Many customers are utilizing this technology and they don't even realize it. RAID 0 is commonly used in 500GB+ external drives. Some of the most common of these that we get in are LaCie Big Disk and Maxtor One Touch drives. It should be noted that for any RAID 0 recovery to be successful, ALL drives must be accessible. If one drive has physically failed, then we must first get that drive funtional again so that we can image and destripe the set. If we cannot image all of the drives within the array then data corruption will be prevalent.

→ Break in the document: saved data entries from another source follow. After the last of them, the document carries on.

Issue #23096, opened 2024-07-06
`axff` didnt work as expected


ucgJhe:
## Environment

```sh
Sun Jul  7 02:59:40 CST 2024

radare2 5.9.3 32339 @ linux-x86-64
birth: git.5.7.8-3398-g3382a3e231 2024-07-07__02:43:10
commit: 3382a3e231f6a5bbf21facd8fdb2d5377354bdc1
options: gpl -O? cs:5 cl:2 make

Linux x86_64
```

## Description

I want to list all call refs from a function with `axff`, but it seems not work as expected.

First, open attached file with `r2 -A -e bin.cache=true ncc`, and thats said I want to list call refs from the function `sym.doEventInternal`, so I use `axff @ sym.doEventInternal~CALL`.

But I found that there is no `sym.readInfo_log` on the list, althought it actually existed in the code.

we can make sure by using `aae @ sym.doEventInternal ;axl~sym.readInfo_log~sym.doEventInternal~CALL`

This will take some time but will give the result as the picture below:

![image](https://github.com/radareorg/radare2/assets/10076774/6c524962-13a5-4aaf-8913-82fff721f7ca)

## Test

```sh
axff @ sym.doEventInternal~sym.readInfo_log
```
[ncc.zip](https://github.com/user-attachments/files/16117065/ncc.zip)

ucgJhe:
@radare hi, i couldn't repro this with any random bin from testbin, so I just attached the file here.

trufae:
The bin is now in the testbins and i checking for the best way to fix that bug now. thanks for reporting

trufae:
Some comments here:

* the `@` modifier does nothing on aa subcommands
* the reason why aae find those xrefs and aaa does not is because of function boundaries not handled properly
* the boundaries in this function are wrong because jump tables are not implemented for mips (working on it rn) so the coverage is incorrect, and therefor the reference emulation fails

trufae:
partial fix of the problem is here https://github.com/radareorg/radare2/pull/23099

trufae:
Can you try again with latest r2 from git?

ucgJhe:
@trufae Thx for your quick response, after test it again i think the issue still exist.

The command `axff @ sym.doEventInternal~CALL` now shows  function `sym.readInfo_log` but i found there are more missing functions that should be in the list like `sym.runProbe`, `sym.imp.strcpy`, `sym.unlockInfo_log` etc.

[...]

PR #24695, opened 2025-10-14
Fix duplicate xrefs in axff command ##anal ##xrefs

vicky-dx:
**Description**

This PR partially fixes issue #23096 by addressing the duplicate xrefs problem in the `axff` command.

### Problem

Issue #23096 reported two separate problems:
1. **Duplicate xrefs** appearing in `axff` output (showing the same function multiple times) 
2. **Missing xrefs** due to MIPS jump table issues (some functions not appearing at all)

This PR fixes **problem #1** (duplicates). Problem #2 is a separate issue related to MIPS architecture support.

### Root Cause

The `fcn_get_all_refs()` function in `libr/anal/xrefs.c` collects cross-references by iterating through all basic blocks in a function and all instructions within each block. For each instruction, it calls `collect_refs()` and appends the results to a vector.

When the same reference appears from multiple instructions (which can happen in valid code), the reference would be added multiple times to the result vector, causing duplicates in the output.

### Solution

After sorting the collected references (which was already being done), I added a deduplication pass that:
1. Walks through the sorted array with two pointers (read and write)
2. Only copies elements that differ from the previous element (using the existing `compare_ref()` function)
3. Adjusts the vector's `_end` pointer to truncate the duplicates

This is an efficient O(n) deduplication algorithm after the O(n log n) sort, and it correctly handles the case where the same xref legitimately appears from different source addresses.

### Testing

**Verified with the original test case:**
- Downloaded the `ncc` MIPS binary from issue #23096
- Ran `axff @ sym.doEventInternal~CALL`
- Result: No duplicate CALL references (each function appears exactly once)
- Previously missing `sym.readInfo_log` is now shown without duplicates

**Regression testing:**
- All 5 existing xref tests pass: `r2r test/db/cmd/cmd_ax`
- No test failures introduced

### Example Output

**Before fix:** Same function would appear multiple times

> CALL 0x004978bc 0x00523760 sym.readInfo_log
> CALL 0x004978bc 0x00523760 sym.readInfo_log <-- duplicate

**After fix:** Each function appears once

> CALL 0x004978bc 0x00523760 sym.readInfo_log
> CALL 0x004978d8 0x00523820 sym.writeInfo_log
> CALL 0x004978fc 0x005654dc sym.runSysCall
> ...

### Note

This PR does **not** address the missing xrefs issue mentioned in #23096 (functions like `sym.runProbe`, `sym.imp.strcpy`, `sym.unlockInfo_log` still not appearing). That requires fixing MIPS jump table analysis and function boundary detection, which is beyond the scope of this PR.

### DIFF
--- a/libr/anal/xrefs.c
+++ b/libr/anal/xrefs.c
@@ -541,6 +541,27 @@ static RVecAnalRef *fcn_get_all_refs(RAnalFunction *fcn, RefManager *rm, Collect
 		}
 
 		RVecAnalRef_sort (anal_refs, compare_ref);
+
+		// Remove duplicates after sorting
+		if (!RVecAnalRef_empty (anal_refs)) {
+			RAnalRef *write_ptr = anal_refs->_start;
+			RAnalRef *read_ptr = anal_refs->_start + 1;
+			RAnalRef *end_ptr = anal_refs->_end;
+
+			while (read_ptr < end_ptr) {
+				// Only keep if different from previous
+				if (compare_ref (write_ptr, read_ptr) != 0) {
+					write_ptr++;
+					if (write_ptr != read_ptr) {
+						*write_ptr = *read_ptr;
+					}
+				}
+				read_ptr++;
+			}
+
+			// Truncate by adjusting end pointer
+			anal_refs->_end = write_ptr + 1;
+		}
 	}
 
 	return anal_refs;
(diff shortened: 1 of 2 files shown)


trufae:
Looks good! yeah ideally it will be good to find the root cause of the missing xrefs, but getting some more issues spotted here is the way to go. thanks for taking care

It is important to note that RAID 0 was not one of the original RAID levels, and is not redundant. RAID 0 is normally used to increase performance, although it can also be used as a way to create a small number of large virtual disks out of a large number of small physical ones. A RAID 0 can be created with disks of differing sizes, but the storage space added to the array by each disk is limited to the size of the smallest disk—for example, if a 120 GB disk is striped together with a 100 GB disk, the size of the array will be 200 GB. Although RAID 0 was not specified in the original RAID paper, an idealized implementation of RAID 0 would split I/O operations into equal-sized blocks and spread them evenly across two disks. RAID 0 implementations with more than two disks are also possible, however the reliability of a given RAID 0 set is equal to the average reliability of each disk divided by the number of disks in the set. That is, reliability (as measured by mean time to failure (MTTF) or mean time between failures (MTBF)) is roughly inversely proportional to the number of members—so a set of two disks is roughly half as reliable as a single disk. The reason for this is that the file system is distributed across all disks. When a drive fails the file system cannot cope with such a large loss of data and coherency since the data is "striped" across all drives.